PR #817, opened 2022-05-04
Fix ignoring more than one command configurations.

devaskim:
Without this PR multiple command configuration (see example below) for the same nodeId doesn't work at all:
```
            "timeseries":
            [ {
                    "key": "INVCH_Bdc_bExporting",
                    "nodeId": 419419328,
                    "isExtendedId": true,
                    "command": "0:1:little:0",
                    "value": "2:1:int",
                    "expression": "value"
                }, {
                    "key": "18FFD4C0_Index3_Byte1",
                    "nodeId": 419419328,
                    "isExtendedId": true,
                    "command": "0:1:little:3",
                    "value": "1:1:int",
                    "expression": "value"
                }
            ]
        }
```

### DIFF
--- a/thingsboard_gateway/connectors/can/can_connector.py
+++ b/thingsboard_gateway/connectors/can/can_connector.py
@@ -439,7 +439,7 @@ class CanConnector(Connector, Thread):
                                     self.get_name(), tb_key, config_key, )
                         continue
 
-                    if msg_config.get("command", ""):
+                    if msg_config.get("command"):
                         cmd_config = self.__parse_command_config(msg_config["command"])
                         if cmd_config is None:
                             log.warning("[%s] Ignore '%s' %s configuration: wrong command configuration",
@@ -451,8 +451,14 @@ class CanConnector(Connector, Thread):
                         if node_id not in self.__commands:
                             self.__commands[node_id] = cmd_config
                         else:
-                            # TODO: warn user if previous cmd_config differs from current cmd_config
-                            pass
+                            prev_cmd_config = self.__commands[node_id]
+                            if cmd_config["start"] != prev_cmd_config["start"] or \
+                                    cmd_config["length"] != prev_cmd_config["length"] or \
+                                    cmd_config["byteorder"] != prev_cmd_config["byteorder"]:
+                                log.warning("[%s] Ignore '%s' %s configuration: "
+                                            "another command configuration already added for arbitration_id %d",
+                                            self.get_name(), tb_key, config_key, node_id)
+                                continue
                     else:
                         cmd_id = self.NO_CMD_ID
                         self.__commands[node_id] = None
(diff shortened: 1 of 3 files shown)


apadEnlace:
Hi!

Any updates on when this fix could be implemented and released to the users?

Thanks for the support!

devaskim:
@apadEnlace Could you confirm that this PR fixes your case? Maybe this speed up any feedback from Gateway team - @imbeacon and @samson0v

thingsboard_gateway/connectors/can/can_connector.py
```diff
@@ -439,15 +439,20 @@ def __parse_config(self, config):
                                     self.get_name(), tb_key, config_key, )
                         continue
 
-                    if msg_config.get("command", "") and node_id not in self.__commands:
+                    if msg_config.get("command", ""):
```
samson0v, line 442: CHANGE TO if msg_config.get("command"):

thingsboard_gateway/connectors/can/can_connector.py
```diff
@@ -439,15 +439,20 @@ def __parse_config(self, config):
...
                             continue
 
                         cmd_id = cmd_config["value"]
-                        self.__commands[node_id] = cmd_config
+
+                        if node_id not in self.__commands:
+                            self.__commands[node_id] = cmd_config
+                        else:
+                            # TODO: warn user if previous cmd_config differs from current cmd_config
+                            pass
```
samson0v, line 455: Complete this code block

samson0v:
Hi @devaskim, thanks for your PR and interest in ThingsBoard IoT Gateway!
Resolve the comments above and we will merge it.

thingsboard_gateway/connectors/can/can_connector.py
devaskim: Done

thingsboard_gateway/connectors/can/can_connector.py
devaskim: Added check and log message with warning level. Also added unit test for both scenarious.

devaskim:
@samson0v All jobs done, even more - I added unit tests)))

By the way, do you know is [Thingsboard Dart client](https://github.com/thingsboard/dart_thingsboard_client) project alive? There is important (I think so) fixes - mine))) and other developer, and no feedback for a long time

samson0v:
@devaskim I will know if the dart team is alive and let you know)

samson0v:
@devaskim can you provide more info about your problem with the mobile client?

devaskim:
> @devaskim can you provide more info about your problem with the mobile client?

The problem is what some of entity relation API is broken in the client. Here are [PRs](https://github.com/thingsboard/dart_thingsboard_client/pulls) with more details.

samson0v:
@devaskim thank you very much, I will deliver your problem to the team

devaskim:
@samson0v What should I do now in scope of this PR?

PR #833, opened 2022-05-24
Small bugfix. Add opcua_asyncio/__init__.py extension file to avoid e…

JavierNR:
…rror with setup.py


pbrkr:
@imbeacon: Can this be backported to the release/3.1 branch? The file is also missing there and so neither v3.1 or the HEAD of release/3.1 builds.

PR #837, opened 2022-05-27
thingsboard-gateway was failing to call __send_data_pack_to_storage

KevinPoole:
The logic for sending large payloads in pieces was flawed.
★ ★ ★ ★
(Task details):
Where in the entries does the word "will" occur? Copy out each line that has it.

(Output of the task):
Resolve the comments above and we will merge it.
@devaskim I will know if the dart team is alive and let you know)
@devaskim thank you very much, I will deliver your problem to the team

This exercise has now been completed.